The next move is to liquidate NSSF’s real estate’s portfolio into cash which, too, will be given to fund managers who do not want to manage buildings or engage in construction. What they need is cash, plain and simple. Next, we shall hear that locally, there are not enough products in which to invest the huge cash, and that will be the reason for the externalisation of that cash to big economies in Europe and the US in a kind of financial osmosis. This cash will never return to the country because benefits and administration costs will always be paid out of current contributions.

We are creating a situation where we mobilise domestic savings and fail to use them to finance our development. It is hard to fathom why anyone would do this to his country.
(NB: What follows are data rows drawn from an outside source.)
PR #5887, opened 2025-07-05
Optimize new homepage actions

### LINKED ISSUE #5886: Optimize homepage action buttons
Now that we've got the actions on the homepage and I can see and think about them, I think they need a few changes:

 - Send us docs --> About RECAP
 - The icon for get our newsletter is inconsistent (it should match the footer)
 - Create custom podcast doesn't say "of what"

I'm going to send a rough PR for this in a sec, but I won't be able to take it over the line, so hopefully @elisa-a-v can finish any missing pieces.

This was a fun exercise. The workflow is smooooooth.

mlissner:
Fixes #5886.

This is a draft PR that does most of the work identified in #5886. I did identify one issue though, which is that I was not able to just use the newspaper logo from the footer because it had specific `fill` values. 

I was able to fix it by swapping those values to use `currentColor` instead, and I added an SVG with that value for the `fill`, but that's not great to have two nearly identical SVGs. 

I think the fix is to use currentColor for the logos in the footer, and to then color them with css, but I didn't have time to figure that out, so I leave that to you, if it makes sense, @elisa-a-v. 

Otherwise, I think this is pretty good and pretty ready to go.

Thank you! 

And a screenshot just for fun:

image


cl/search/templates/v2_homepage.html
```diff
@@ -108,26 +119,16 @@ <h1 class="w-full text-center lg:text-display-sm-cooper text-xl">Search millions
...
-        icon="file_text"
-      >
-        Send&nbsp;us PACER&nbsp;Docs
+        Find a<br>Citation
       </c-icon-link>
 
       <c-icon-link
         x-on:focus="scrollIntoView"
         href="{% url "podcasts" %}"
+        aria-label="Subscribe to our Oral Argument Podcasts, or create your own"
```
mlissner:
```suggestion
        aria-label="Subscribe to our Oral Argument Podcasts or create your own"
```

mlissner:
Thanks Elisa. I made one suggestion because you used to be able to commit your own suggestions (it was a handy tool I lazily used), but the new github review UI doesn't seem to allow that. Anyhow, I did it in my editor, pushed and it's now set for auto-mege. 

Great commit messages by the way. I hadn't noticed before that you're doing such a great job.

PR #5899, opened 2025-07-07
feat(search): Enhances opinion search to enable semantic search

ERosendo:
Key changes:

- Adds a new `semantic` field to the `SearchForm` class, enabling users to toggle the semantic search feature.

- Adds the `inception-query` entry to the `MICROSERVICE_URLS` dictionary, allowing requests to retrieve embeddings for individual strings from Inception.

- Moves the `clean_up_recap_document_file` helper to `microservice_utils.py` to resolve circular import issues.

- Introduces new settings to fine tune the semantic search behavior:

   - `MAX_EMBEDDING_CHAR_LENGTH`: sets the maximum character length for text to embed. This should align with the corresponding limit in Inception to prevent sending queries that it cannot process.
 
   - `KNN_SEARCH_BOOST`: Adjusts the boost factor applied to KNN-based search scoring, allowing fine-tuning of its influence in hybrid search results.
  
   - `KNN_SEARCH_K`: defines the number of nearest neighbors (`k`) to  retrieve in KNN vector search queries.

- Adds a new exception (`InputTooLongError`) to flag cases where text exceeds the MAX_EMBEDDING_CHAR_LENGTH, allowing for graceful handling and clearer error reporting.

- Introduces `build_semantic_query`, a helper that combines vector-based KNN search with optional exact keyword matching for flexible case law retrieval.

- Excludes embedding fields from opinion queries to reduce payload size. These fields are currently unused in the API response and add unnecessary data transfer overhead

- Semantic Integration in `build_full_join_es_queries`: Refactors the query-building logic to support two semantic search modes when the semantic flag is enabled:

   - Semantic-only Search
  
     Triggered when the user provides a `q` parameter without quoted phrases. The query applies KNN vector search exclusively to the child opinions documents. The structure looks like:

```yaml
query:
  bool:
    should:
      has_child:
        query:
          bool:
            filter:  # post-filtering
            should:
              nested:
                knn:
                  filter:  # pre-filtering
```

   Initially, I tried to preserve the structure we use in regular queries—where we match opinions via a has_child clause and clusters directly—but I realized that matching clusters doesn’t make sense for situational or semantically-driven queries. 

   - Hybrid Search
      Activated when the `q` parameter includes quoted terms, indicating a mix of semantic and exact search intent. The resulting query supports both semantic vector matching and traditional keyword matching on both opinions and clusters:

```yaml
query:
  bool:
    should:
      has_child:
        query:
          bool:
            filter:
            should:
              nested:
                query_string:
                query_string:
                  type: phrase
                knn:
                  filter:
      bool:
        filter:
        should:
          query_string:
          query_string:
            type: phrase
```

### DIFF
--- a/cl/lib/elasticsearch_utils.py
+++ b/cl/lib/elasticsearch_utils.py
@@ -2777,9 +2777,15 @@ def build_full_join_es_queries(
 
     q_should = []
     has_text_query = False
-    is_semantic_query = cd.get("semantic", False) and cd["type"] in [
+    # True if the user explicitly enabled semantic search and the search type
+    # supports it
+    semantic_search_enabled = cd.get("semantic", False) and cd["type"] in [
         SEARCH_TYPES.OPINION
     ]
+
+    # True if semantic search is enabled and the query has content to generate
+    # an embedding
+    has_valid_semantic_query = semantic_search_enabled and cd.get("q", "")
     keyword_text_query = ""
     match cd["type"]:
         case (
@@ -2843,7 +2849,7 @@ def build_full_join_es_queries(
             child_text_query = [mlt_query]
         else:
             string_query = cd.get("q", "")
-            if is_semantic_query and string_query:
+            if has_valid_semantic_query:
                 keyword_text_query, child_text_query = build_semantic_query(
                     string_query,
                     child_fields,
@@ -2919,10 +2925,14 @@ def build_full_join_es_queries(
         # Build the parent filter and text queries.
         string_query = build_fulltext_query(
             parent_query_fields,
-            keyword_text_query if is_semantic_query else cd.get("q", ""),
+            keyword_text_query
+            if has_valid_semantic_query
+            else cd.get("q", ""),
             only_queries=True,
         )
-        has_text_query = True if string_query or is_semantic_query else False
+        has_text_query = (
+            True if string_query or has_valid_semantic_query else False
+        )
 
         # If child filters are set, add a has_child query as a filter to the
         # parent query to exclude results without matching children.
@@ -2967,9 +2977,7 @@ def build_full_join_es_queries(
                     minimum_should_match=1,
                 )
         should_append_parent_query = (
-            parent_query
-            and not mlt_query
-            and not (is_semantic_query and cd.get("q", ""))
+            parent_query and not mlt_query and not has_valid_semantic_query
         ) or keyword_text_query
         if should_append_parent_query:
             q_should.append(parent_query)


cl/lib/elasticsearch_utils.py
```diff
@@ -2679,6 +2685,73 @@ def apply_custom_score_to_main_query(
...
+          and optionally a keyword-based full-text query.
+    :raises InputTooLongError: If the cleaned query string exceeds the maximum allowed length
+        for generating embeddings.
+    """
+    semantic_query: list[Query] = []
+    # Extract quoted phrases from the input string (for exact keyword matching)
+    exact_keywords = re.findall(r'"([^"]*)"', text_query)
+
+    # Join extracted phrases with AND to form a keyword query string
+    keyword_query = " AND ".join([f'"{s}"' for s in exact_keywords])
```
albertisfu: It's not necessary to join the exact terms with `AND`, since the resulting query string uses `AND` as the default operator.


```
{
    "query_string":{
       "query":"\"cases before\"  \"questions which\"",
       "default_operator":"AND",
       "fields":[
          "court",
          "court_id",
          "citation",
          "judge",
          "caseNameFull",
          "status",
          "suitNature",
          "attorney",
          "procedural_history",
          "posture",
          "syllabus",
          "text^1.0",
          "type^1.0",
          "caseName.exact^4.0",
          "docketNumber^2.0"
       ],
       "fuzziness":2,
       "tie_breaker":0.3
    }
 }
```

cl/lib/elasticsearch_utils.py
```diff
@@ -2679,6 +2685,73 @@ def apply_custom_score_to_main_query(
...
+    )
+    embedding_request.raise_for_status()
+    vectors = embedding_request.json()["embedding"]
+
+    # If exact keyword query exists, build and add full-text query to results
+    # This enables hybrid search by combining keyword and semantic results
+    if keyword_query:
+        semantic_query.extend(
+            build_fulltext_query(fields, keyword_query, only_queries=True)
+        )
```
albertisfu, line 2734: I ran some tests regarding the structure of the generated query:

```
query:
  bool:
    should:
      has_child:
        query:
          bool:
            filter:
            should:
              query_string:
              query_string:
                type: phrase
              nested:
                knn:
                  filter:
```

The `minimum_should_match` clause for the should query is set to 1.

This means it can return any document where at least one of the sub-queries matches, either any of the `query_string` queries or the nested vector query.

I'm not sure if that's the intended behavior, but in this case, it can return documents where the nested vector query didn't match at all.

Since the `semantic` parameter is enabled, this feels a bit confusing, as I would expect it to require a match on the semantic query and then refine the results based on exact keywords?

If that's the case, I believe we can fix this by using the following query structure:

```
query:
  bool:
    should:
      has_child:
        query:
          bool:
            filter:
            should:
              query_string:
              query_string:
                type: phrase
             must
              nested:
                knn:
                  filter:
```
In this version, the nested query is wrapped in a `must` clause, ensuring that only results where the vector query matched are returned.

albertisfu (changes requested):
Thanks @ERosendo I just left a couple of suggestions and one extra here:

I have a question regarding the bool cluster query. 
```
query:
  bool:
    should:
      has_child:
          ...
      bool:
        filter:
        should:
          query_string:
          query_string:
            type: phrase
```

In the description you mentioned:
> The resulting query supports both semantic vector matching and traditional keyword matching on both opinions and clusters.

I want to confirm if it's correct to match only clusters in a hybrid search. What I mean is, this would match clusters where the exact terms match any of the `query_string` fields, even if those clusters have nothing to do with the opinion vectors. For instance, if exact keywords match clusters with a high score, they could hide semantic results that actually matched from appearing among the top results.

cl/lib/elasticsearch_utils.py
ERosendo: > It's not necessary to join the exact terms with AND, since the resulting query string uses AND as the default operator.

Got it! Thanks for the reminder. I'll update the code now.

cl/lib/elasticsearch_utils.py
ERosendo: > Since the semantic parameter is enabled, this feels a bit confusing, as I would expect it to require a match on the semantic query and then refine the results based on exact keywords?

That makes sense—I agree it could be bit confusing. I like the updated query you shared. I’ll update the helper function to use a `must` clause instead of `should`.

ERosendo: Thanks for your comment!

While working on this PR, I spent some time digging into how hybrid search works and reviewed several sources. Most define it as combining at least one lexical (keyword-based) query with one semantic query, then merging the results from both.

This [Elastic tutorial](https://www.elastic.co/search-labs/tutorials/search-tutorial/vector-search/hybrid-search) offers a good example using RRF to blend results from the two approaches.

I don’t think the query using must aligns with that definition of hybrid search, since it requires all results to match the semantic query and only boosts those that also include keywords from the query_string. That means purely keyword-based matches would be excluded—so instead of combining multiple sources or criteria, we're effectively filtering by the must clause alone.

I believe this also addresses your question here: https://github.com/freelawproject/courtlistener/pull/5899#pullrequestreview-3040402626, about including results based on keyword matches alone.

Please feel free to correct me if I’m misunderstanding anything!

ERosendo:
@albertisfu Thanks for your review! 

> Another question is whether we'll support highlighting for semantic results, like showing the chunk that matched the vector query.

That's a great question. With our current query structure, we can tweak the nested query and use the `inner_hits` object to display the chunk of text that matched the KNN query.

I tried using the highlight key in the request (similar to how we handle other fields in search request) but I couldn’t get any highlighted fragments to show. I suspect that’s because there’s no exact mapping between the individual words in the chunks and the generated vectors.

Given that, I think the best we can do is rely on `inner_hits` to return the chunk that matched the KNN query.

mlissner:
> Given that, I think the best we can do is rely on inner_hits to return the chunk that matched the KNN query.

I'm just curious if you have an example of what an inner hit looks like?

cl/lib/elasticsearch_utils.py
albertisfu: Thank you for the clarification. I understand better now what hybrid search means: both keyword-based and semantic results should be combined.

Based on that, I have two additional questions:

- One concern with this approach of returning both keyword-based and KNN results using a bool clause is that keyword-based results can obfuscate semantic ones, even if the latter matched.

  This part explains it well.

  https://www.elastic.co/search-labs/blog/hybrid-search-elasticsearch

  > Running a hybrid search query usually boils down to sending a mix of at least one lexical search query and one semantic search query and then merging the results of both. The lexical search results are scored by a similarity algorithm, such as [BM25](https://en.wikipedia.org/wiki/Okapi_BM25) or [TF-IDF](https://en.wikipedia.org/wiki/Tf%E2%80%93idf), whose score scale is usually unbounded as the max score depends on the number and frequency of terms stored in the inverted index. In contrast, semantic search results can be scored within a closed interval, depending on the similarity function that is being used (e.g., [0; 2] for cosine similarity).
  > 
  > In order to merge the lexical and semantic search results of a hybrid search query, both result sets need to be fused in a way that maintains the relative relevance of the retrieved documents, which is a complex problem to solve. Luckily, there are [several existing methods](https://arxiv.org/abs/2210.11934) that can be utilized; two very common ones are Convex Combination (CC) and Reciprocal Rank Fusion (RRF).

  Actually, Rachel mentioned this [here](https://github.com/freelawproject/infrastructure/issues/406#issuecomment-3059528935) 

  For hybrid search, it’s possible to use RRF to properly rank and merge results from keyword-based and KNN queries, but this is an Enterprise feature we don’t currently have access to. So we’re limited to using the standard query tools available.

  Maybe @rachlllg has some thoughts on this, but one simple option could be applying a boost (positive or negative) to either the keyword-based query or the KNN query to adjust their relative relevance. This would work as long as the scores are easily comparable or tunable.

  However, based on the blog post Rachel referenced, merging search results doesn't seem as straightforward as just applying a regular boost. Another option could be crafting our own RRF-like scoring using a painless script via a custom function score. I’m not sure how complex that would be, but it’s something to consider.

- My second question is about the decision to enable hybrid search only when a query contains quoted terms (""). In one of the examples you [shared](https://www.elastic.co/search-labs/tutorials/search-tutorial/vector-search/hybrid-search), it looks like the same search terms are passed to both the keyword-based and semantic queries.

  Was the decision to restrict hybrid search to quoted terms based on observed CL user behavior? If so, I think we should just document that using quotes is the way to trigger hybrid search.

  Another idea I was considering is enabling an explicit hybrid parameter, so the entire query would be passed to both the keyword and KNN queries. However, I’m not sure if that makes sense, especially given the different nature of a regular semantic query.

ERosendo:
> I'm just curious if you have an example of what an inner hit looks like?

@mlissner Here’s an example response from Elasticsearch after tweaking the query to include the chunk that matched the KNN search:

[result_w_inner_hit.json](https://github.com/user-attachments/files/21372366/result_w_inner_hit.json)

The query I used was: `Is a tenant allowed to break a lease unexpectedly?`. 

To find the relevant chunk of text in the response, navigate to:
`inner_hits.embeddings.hits.hits[0].fields.embeddings.chunk`
This field contains the actual fragment from the opinion that semantically matched the query.

The response structure can be a bit hard to follow because Elasticsearch introduces an additional nested level to represent these matching text chunks within the `inner_hits`.

image

cl/lib/elasticsearch_utils.py
ERosendo: > Maybe @rachlllg has some thoughts on this, but one simple option could be applying a boost (positive or negative) to either the keyword-based query or the KNN query to adjust their relative relevance. This would work as long as the scores are easily comparable or tunable.

Yes, this PR introduces the `KNN_SEARCH_BOOST` setting to avoid needing a new PR every time we want to tweak the boost for the KNN component.

> However, based on the blog post Rachel referenced, merging search results doesn't seem as straightforward as just applying a regular boost. 

That sounds right. @rachlllg also mentioned we’ll need to run some experiments to find the most effective boost setting.

> Another option could be crafting our own RRF-like scoring using a painless script via a custom function score. I’m not sure how complex that would be, but it’s something to consider.

That's an interesting idea. I think this is the first time it's come up. I didn’t see it mentioned in any of the related issues. Would your idea involve using the function score to normalize the lexical results so they’re on a similar scale to the KNN scores?

> My second question is about the decision to enable hybrid search only when a query contains quoted terms (""). 

@rachlllg suggested using quotation marks as the trigger for hybrid search, which makes sense given how Elastic describes hybrid search in [this post](https://www.elastic.co/what-is/hybrid-search):

> Typically, hybrid search combines keyword search and [semantic search](https://www.elastic.co/what-is/semantic-search), utilizing advanced [machine learning techniques](https://www.elastic.co/what-is/machine-learning). Semantic search retrieves results based on the meaning of the text, while full-text search focuses on **exact word** matches.

Using quotation marks is a natural way to signal that the user wants exact matches, so it fits the definition well.

> In one of the examples you [shared](https://www.elastic.co/search-labs/tutorials/search-tutorial/vector-search/hybrid-search), it looks like the same search terms are passed to both the keyword-based and semantic queries.

Yes, I noticed that too when reading the article. That said, I’m not sure how accurate the keyword matching would be if we sent full situational queries instead of extracting just the key phrases. Elastic will likely try to match the entire string, which could definitely skew the keyword relevance scores.

> Was the decision to restrict hybrid search to quoted terms based on observed CL user behavior?

I don't think so—it’s more aligned with the definition I mentioned above.

> I think we should just document that using quotes is the way to trigger hybrid search.

Totally agree—that's definitely something we’ll include in the documentation before release.

> Another idea I was considering is enabling an explicit hybrid parameter, so the entire query would be passed to both the keyword and KNN queries. 

Do you mean adding a new field to the `SearchForm` to explicitly toggle hybrid search, instead of relying on quotation marks as the trigger?

albertisfu: > Yes, this PR introduces the KNN_SEARCH_BOOST setting to avoid needing a new PR every time we want to tweak the boost for the KNN component.

Got it! I agree we should start running experiments and try to tune this value to assess the accuracy of the results before considering anything more complex that might not be necessary.

> That's an interesting idea. I think this is the first time it's come up. I didn’t see it mentioned in any of the related issues. Would your idea involve using the function score to normalize the lexical results so they’re on a similar scale to the KNN scores?

Yeah, exactly! Basically, the idea is to introduce a custom score function that reproduces the RFF behavior.

Screenshot 2025-07-22 at 1 01 49 p m

But I think it's better to first assess the accuracy of the results with what we have and only do this if it's necessary.

> Using quotation marks is a natural way to signal that the user wants exact matches, so it fits the definition well.
> Yes, I noticed that too when reading the article. That said, I’m not sure how accurate the keyword matching would be if we sent full situational queries instead of extracting just the key phrases. Elastic will likely try to match the entire string, which could definitely skew the keyword relevance scores.
> Totally agree—that's definitely something we’ll include in the documentation before release.

Got it. Yeah this makes sense. Documentation should be enough to make clear how to trigger hybrid queries.

> Do you mean adding a new field to the SearchForm to explicitly toggle hybrid search, instead of relying on quotation marks as the trigger?

Yeah, but based on your previous explanation, it seems more controllable and reliable to use quotation marks to perform hybrid search.

albertisfu:
Thanks @ERosendo 

- As we talked, we should create an issue to evaluate the use of chunks for highlighting semantic queries, so we can agree on how to display them in both semantic-only and hybrid queries.

- It's a good idea to put the semantic feature behind a waffle flag and also add a setting to disable it by default, since making it work requires setting up a CPU-only Inception instance for embedding queries.

cl/lib/elasticsearch_utils.py
rachlllg: On the RRF calculation, just to clarify, as we can see from the [blog post](https://www.elastic.co/search-labs/blog/hybrid-search-elasticsearch), there are two methods of doing hybrid search, one is using RRF formula, another is using CC formula, each have their own pros and cons, and both are valid methods of performing hybrid search. The natively supported version (by using the query parameter) uses the CC formula. Notably, regardless of which formula we use, we need to tune some hyperparameters (weights for CC, k and ranking quality for RRF) - ie, we need to experiment to find the best value to use. I would not say RRF is a "better" method than CC, they are simply different methods. Since CC is already natively supported via the use of the query parameter, I think we can try it and see how it performs before trying to implement RRF ourselves.

A "side-effect" of hybrid search is (and this is regardless of which formula we use), under the hood, the semantic and the keyword queries are executed in **parallel**, each retrieving their own subset of results. The formulas are used to rerank/rescore the two sets of results and output a final set of results based on the combined score. So the semantic results may not always have the keyword, and the keyword may not always be the one with the highest semantic score. This is the expected behavior. If we want to have the results be semantically similar AND have the keyword, then it would be a "filter", ie, retrieve the highest semantic results, then filter for only the results with the keyword. 

I recommend we use quotation marks to pass the keyword to keyword search and the rest of the query to semantic search. If quotation marks are missing, then we simply perform semantic search. I don't think we should pass the entire phrase to keyword search.

On highlighting, when using hybrid search and the retrieved result has no semantic inner hits, I think the highlight shall be applied to the keyword, otherwise, the highlight would be the entire paragraph returned by the semantic inner hit (~512 tokens).

ERosendo:
@albertisfu thanks for your feedback. this PR is ready for another review.

II've added a waffle flag named `enable_semantic_search` and a setting called `KNN_SEARCH_ENABLED`. The flag allows us to roll out the feature selectively to beta testers and staff, while the setting provides a global toggle to completely disable it. By default, the setting is `False`.

I've also updated the logic to use pre-filtering only for semantic-only queries, as suggested in https://github.com/freelawproject/infrastructure/issues/406#issuecomment-3059528935

cl/lib/elasticsearch_utils.py
```diff
@@ -2831,9 +2918,11 @@ def build_full_join_es_queries(
 
         # Build the parent filter and text queries.
         string_query = build_fulltext_query(
-            parent_query_fields, cd.get("q", ""), only_queries=True
+            parent_query_fields,
+            keyword_text_query if is_semantic_query else cd.get("q", ""),
+            only_queries=True,
         )
-        has_text_query = True if string_query else False
+        has_text_query = True if string_query or is_semantic_query else False
```
albertisfu: We should also update this clause. We need `has_text_query` to be True if `q` has content. We use `has_text_query` to determine whether we need to "replace" or "multiply" the scores from the custom function score. "replace" should be applied when there are only filters (which don't return any score) in the query, and "multiply" when there is a query string or a semantic query, which always returns a score.

I see that if `semantic_query`, `string_query` is empty here, so we might need to check the content of `q` directly.

ERosendo: You're correct. I'll tweak the code

albertisfu (approved):
Thanks @ERosendo this looks great ready to be merged!

Once this is deployed, the next step is to set up the CPU-based Inception instance to embed queries and tweak the required environment variables to start testing it.

PR #5930, opened 2025-07-08
Docket entry link

### LINKED ISSUE #5919: bug: Document page link to docket entry only works for first 165 entries
Expected behavior:
The [document page](https://www.courtlistener.com/docket/59771301/769/in-re-google-rtb-consumer-privacy-litigation/) includes a [link](https://www.courtlistener.com/docket/59771301/in-re-google-rtb-consumer-privacy-litigation/#entry-769) to the docket entry the document is associated with.  When I click on that link, I should be taken to corresponding docket entry on the docket page. (example inline)

Actual behavior:
The link only works if the docket entry is in the first page of paginated results (which in the example is 165).  Amusingly, sorting the docket entries preserves the URL fragment, so if the docket entry is in the last 165, after sorting the page will load at the correct docket entry.

florean:
Adds a new parameter to `view_docket` that allows direct linking to the docket page that contains the given docket entry.  This could be used by individuals, but it is primarily for the document page, which tries to link back to the docket entry in the docket and fails if the entry is not on the first page.  I named it `de`, but if you think it might be used elsewhere, we could call it `entry` or `docket_entry`. 
Updated the document template to use the new parameter.

Testing:
Manual testing so for against a docket with a [lot of entries](https://www.courtlistener.com/docket/59771301/in-re-google-rtb-consumer-privacy-litigation/).  If my approach is acceptable, I'll add some automated tests.

Resolves #5919.

### DIFF
--- a/cl/opinion_page/views.py
+++ b/cl/opinion_page/views.py
@@ -344,18 +344,17 @@ async def view_docket(
     if de_value := request.GET.get("de"):
         # Figure out which page the entry is in
         # This overrides all other parameters
-        entry_number_idx = 0
-        try:
-            entry_number = int(de_value)
-            async for de in de_list:
-                if entry_number == de.entry_number:
-                    break
-                entry_number_idx += 1
-            else:
-                entry_number_idx = 0
-        except ValueError:
-            entry_number_idx = 0
-        page = str(entry_number_idx // entries_per_page + 1)
+        de_entries = [x async for x in de_list.filter(entry_number=de_value)]
+        if de_entries:
+            de_entry = de_entries[0]
+            de_entry_idx = await sync_to_async(
+                de_list.filter(
+                    recap_sequence_number__lt=de_entry.recap_sequence_number
+                ).count
+            )()
+            page = str(de_entry_idx // entries_per_page + 1)
+        else:
+            page = "1"
         form = DocketEntryFilterForm()
         # Remove de param so it won't continue to clobber other ones
         qd = request.GET.copy()
--- a/cl/opinion_page/views.py
+++ b/cl/opinion_page/views.py
@@ -366,13 +366,9 @@ async def view_docket(
 
     @sync_to_async
     def paginate_docket_entries(docket_entries, docket_page):
-        paginator = Paginator(docket_entries, 200, orphans=10)
-        try:
-            return paginator.page(docket_page)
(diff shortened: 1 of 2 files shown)


florean:
The test failure isn't for this PR, but it is mine.  Submitting a fix shortly.

cl/opinion_page/views.py
```diff
@@ -340,39 +337,56 @@ async def view_docket(
...
+        entry_number_idx = 0
+        try:
+            entry_number = int(de_value)
+            async for de in de_list:
+                if entry_number == de.entry_number:
+                    break
+                entry_number_idx += 1
+            else:
+                entry_number_idx = 0
+        except ValueError:
```
mlissner: There can be as many as 20k docket entries in a docket. Pulling them all and iterating won't perform well. Can we do this in the DB instead?

florean: Sure!

florean:
It's up to you.  It's [this](https://www.courtlistener.com/docket/59771301/in-re-google-rtb-consumer-privacy-litigation/?entry_gte=766#entry-766) vs. [this](https://www.courtlistener.com/docket/59771301/in-re-google-rtb-consumer-privacy-litigation/?page=3#entry-766).  One thing I'll note is if you compare the two, you are getting very different results.  But I don't know how often docket entry numbers are out of chronological order.  Is that just erroneous dockets like this one?
I'll hold off on spending time writing tests.

mlissner:
I think it's fine just to do the simple thing for this one. The view_docket function is already pretty beefy.

florean:
This test failure looks like it could be a Redis test collision.  It has nothing to do with the changed code and usually passes.
```
FAIL: test_redis_email_counter (cl.users.tests.CustomBackendEmailTest.test_redis_email_counter)
Test logic to count the number of emails sent by the app
[--snip--]
  File "/opt/courtlistener/cl/users/tests.py", line 2410, in test_redis_email_counter
    self.assertEqual(int(r.get("test-email-counter:temp_counter")), 3)
    ^^^^^^^^^^^^^^^
[--snip--]
AssertionError: 4 != 3
```

mlissner:
> This test failure looks like it could be a Redis test collision.

Yeah it does! I totally agree. I'm going to go ahead and merge.

PR #5932, opened 2025-07-09
refactor(new_templates): remove stale code from new base and help index

### LINKED ISSUE #5405: Get rid of jQuery in new templates
The only thing still requiring jQuery is the anchors:

```html
{% block footer-scripts %}
  {% include "includes/anchors.html" %}
{% endblock %}
```

When we remove the jQuery import, we need to remove this from all templates that extend from `new_base.html`.

If we decide to keep the anchors, we also need to rewrite them using Alpine while keeping the current behavior (anchor uses heading `id` if provided, otherwise generates href with the heading text content), and also extending it by adding the option to disable anchors on a per-heading basis.

elisa-a-v:
Closes #5405 

This PR introduces a few small changes:

- Removed from the new base template:
	- jQuery
	- `base.js` script.
	- FontAwesome stylesheet.
- Removed the anchors include from the new help pages index.
- Removed duplicated copy in new help pages index ("The following help articles are currently available").
- As an accessibility bonus, added a tailwind class to the base new template to prevent smooth scroll behavior when the user prefers reduced motion. This is unrelated to other changes but it's so minor I thought it'd be okay to throw it in here.

Everything should look exactly the same as before except for the new help pages index, which feels a bit cleaner IMO:

<details>
<summary>Before</summary>

screenshot

</details>

<details>
<summary>After</summary>

screenshot

</details>

### DIFF
--- a/cl/assets/templates/new_base.html
+++ b/cl/assets/templates/new_base.html
@@ -56,8 +56,6 @@
   <link rel="manifest" href="{% static "json/manifest.json" %}">
   {% endblock %}
 
-  <link href="{% static "css/font-awesome.css" %}" rel="stylesheet">
-
   {% block privacy %}
     {% if private %}
       <meta name="robots" content="noindex, noodp, noarchive, noimageindex" />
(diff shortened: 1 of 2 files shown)


mlissner (approved):

mlissner:
Nice, thanks!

It will not be possible to prevent a fund manager from taking the money out of the country because in a liberalised economy, you cannot put too many restrictions on investment choices especially when you have given the fund manager the task of maximising returns on members’ funds.

Trustees will have no power over the fund manager who will be a statutory institution independently regulated. The fund manager’s job will be simply to present a statement of investment objectives to the regulator.

The other proposal is to convert the fund into a pension scheme, which would be a good idea, if it were not to be a defined contribution scheme.

The pension plan should have come long time ago because private sector employees need a pension similar to the public service pension. However, contributors to NSSF should refuse the defined contribution plan which is a rip off. They should demand conversion into a defined benefit pension plan.

The difference between the two plans is enormous. The former benefits the fund managers and gives pensioners peanuts. The latter gives a fair pension based on the salary the member was earning just before retirement. The proposed private fund managers cannot accept to manage the funds for a defined benefit scheme because this puts to them a lot of responsibility.

In my view NSSF should be kept as a national scheme. It should be run by a board of trustees comprising members nominated by contributing employers and employees, plus those nominated by Government. It should be left to run all the functions in-house. Investment of members’ contributions should be the responsibility of the trustees, probably delegating that function to an investment committee manned by some of the trustees and other professionals, such as actuaries, financial analysts and legal advisors.

By way of liberalisation, the law should allow those who want to leave the NSSF to join private pension schemes, which should be regulated as proposed in the Bill. Private schemes can be occupational schemes sponsored by employers and managed by trustees named by the sponsoring employers and employee-members. These schemes may be contributory or non-contributory, fully sponsored by the employer, provided they are regulated.

Employers should be free to subscribe to both the NSSF and an occupational scheme. Even better, private schemes can be industry-based. For example, a scheme for bankers or media houses etc.

The reasons the sponsors of these reform proposals give against the defined benefit schemes are self-serving as they are not applicable to Uganda.

Liberalisation of the sector is desirable, and should be done even under the present NSSF Act which provides for contracting out. All that is needed in the appointment of a regulator. NSSF should be saved for its innumerable benefits to the country, not least job creation.

Besides its 500 direct jobs, it creates other indirect jobs. Under its real estate function, it employs contractors, engineers, architects, technicians and other workers who in turn become its contributing members. Why would a government that preaches patriotism want to destroy so many jobs and enrich the already rich robber baron? It is not true that the fund managers will give a much higher return than what the fund currently gives. That is giving false hopes to people.

Surely the Government cannot surrender the future of its citizens to private providers who may not be there in say 20 years. Private companies collapse even when they are regulated.